Number and chemical nature of the interactions between amino acid residues N501 (Wuhan-Hu-1 lineage) or Y501 (B.1.1.7 lineage) with ACE2 receptor. Most of the interactions were non-covalent, as determined with the PDBSum software. (Chain A: ACE2 receptor, Chain E: Spike RBD).
Discussion
This study shows through in silico protein-protein interface analysis that the mutation N501Y in the Spike receptor-binding domain (RBD) of the SARS-CoV-2, lineage B.1.1.7, establishes increased interaction with the ACE2 receptor when compared to the Wuhan-Hu-1 lineage.
The lineage B.1.1.7 is highly transmissible and infectious among humans (Rambaut et al., 2020). Since the beginning of December 2020, its spreading in the United Kingdom significantly increased (Rambaut et al., 2020; Kupferschmidt, 2020).
The N501Y mutation occurs in the receptor-binding domain (RDB) of the Spike protein of the SARS-CoV-2, a crucial region during the virus’s interaction with the ACE2 receptor on the surface of the human cells and progress with the infection (Starr et al., 2020).
Therefore, we hypothesized that the mutation N501Y, found in the strain B.1.1.7, could cause the Spike protein to establish stronger interactions with the ACE2 receptor.

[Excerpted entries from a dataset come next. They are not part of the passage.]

PR #768, opened 2018-03-28
Colour sorting

duarte:
No visual changes (🤞) just better organisation of the pillar colours file.

This stops using local variables in each pillar file, moving pillar colours to the global colour variables file. Now pillar colours can be used anywhere! Also moves the code to make media backgrounds black in all pillars from pillar colour file to the media-all file.


duarte:
Thanks for the quick review Simon! :)

PR #774, opened 2018-04-13
Underline links in liveblog standfirsts

duarte:
Links were not getting underlined in liveblog standfirsts. This PR also adopts article-style typography for liveblog standfirsts — bold, smaller text.

**Before**

**After**


duarte:
Thanks George!

PR #880, opened 2017-04-23
Improved burn time countdown fixes

Starwaster:
* If manual throttle limit set to 0 then mark text red instead of green (feedback for player of negative consequences)
* If throttle limited due to unstable ignition then always set LimitMode.UnstableIgnition instead of only setting it when throttle up was attempted.
* Don't apply  throttleLimit to stageAvgAccel if LimitMode.UnstableIgnition. (instead, check manual throttle limits and apply those so we can still calculate burn time and burn countdown)
* Put extra check for countdown of timeToNode <= 0. Also check for Infinity in NextNodeCountdown()


Starwaster:
CRAP don't merge! (I stuck it in master)

PR #884, opened 2017-05-07
flameout or 0 restarts engines don't need ullage

lamont-granquist:
they aren't gonna start so ullage is useless.


lamont-granquist:
https://github.com/MuMech/MechJeb2/pull/884/files?w=1 for without the whitespace fixes that my editor autofixes

lamont-granquist:
hmmm, except i wonder if -1 ignitions left means infinity...

lamont-granquist:
also should probably make sure that the engine is subject to ullage before ullaging it

PR #886, opened 2017-05-12
fix ullage again

lamont-granquist:
#884 broke it pretty completely.

stops "BUG: getting ullage from RealFuels casted to null, ullage status likely broken" logspam


lamont-granquist:
d4fd98c291f22c1cb1fa411bb5ce5474a8e538d3 has the 1-line fix, rest is whitespace

PR #891, opened 2017-06-01
make stable ullage stable

lamont-granquist:
its probably obvious that this should have been fixed this way.

however, i was considering vessels which had means of ullage and when i
was considering how far MJ should ullage until it tried to light the
engine i was like "why not _very_ stable, that's better right?"

but for something like a sounding rocket where it is as ullaged as its
ever going to get, you want to allow users to throttle with 'stable' as
well.  right now if the prop status falls from 'very stable' to 'stable'
before you hit the throttle it breaks your launch.

really for sounding rockets users should turn this feature off.

should also consider autodetecting sounding rockets (if there's no
other engines or RCS on the craft, it'll never ullage, so this whole
feature is a bit breaking if its checked).

### DIFF
--- a/MechJeb2/VesselState.cs
+++ b/MechJeb2/VesselState.cs
@@ -1274,7 +1274,7 @@ namespace MuMech
                     return;
                 }
 
-                if ((propellantStatus != "Nominal") && (propellantStatus != "Very Stable"))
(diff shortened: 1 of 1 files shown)


lamont-granquist:
@sarbian i accidentally sent this against master and not dev -- because they're in sync i didn't get the usual mess of extra commits...

sarbian:
Fixed :)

The hypothesis was confirmed when we performed the Spike (RBD)-ACE2 interaction analysis by comparing SARS-CoV-2 (lineage Wuhan-Hu-1) Spike RBD residue N501 versus the mutant residue Y501, lineage B.1.1.7.
The nature of the interactions was predominantly non-covalent and involving hydrogen bonds, polar and apolar bonds.
Interestingly, the N501Y mutation causes a change in the spacing between the amino acid residues of the Spike protein, represented by the Buried Surface Area in PDBePISA. We observed that this type of alteration causes the amino acid residues around the 501Y residue to establish more interactions with the ACE2 receptor.
Together, these changes cause the Spike protein in the RBD segment of strain B.1.1.7 to interact more strongly with the ACE2 receptor.
The greater Spike-ACE2 interaction strength may support a better understanding of the high infectivity and spread the SARS-CoV-2, lineage B.1.1.7, or other strains featuring similar characteristics, based on the molecular affinity between the virus and its host cells.
Conflict of interest
Authors declare no conflict of interest.
Author’s contributions
GAP conceived and supervised the project and wrote the manuscript. JCS selected the raw sequence data and bioinformatics tools, designed and used the pipeline, and analyzed the data.
Acknowledgments
This study was funded in part by the following agencies; Fundação de Amparo à Pesquisa do Estado de São Paulo (FAPESP, São Paulo, Brazil) through grant No. 17/10780-4, Conselho Nacional de Desenvolvimento Científico e Tecnológico (CNPq, Brasília, Brazil) through grant No. 305787/2017-9 and Coordenação de Aperfeiçoamento de Pessoal de Nível Superior (CAPES, Brasília, Brazil) through financial code 001. JCS received a fellowship from CAPES.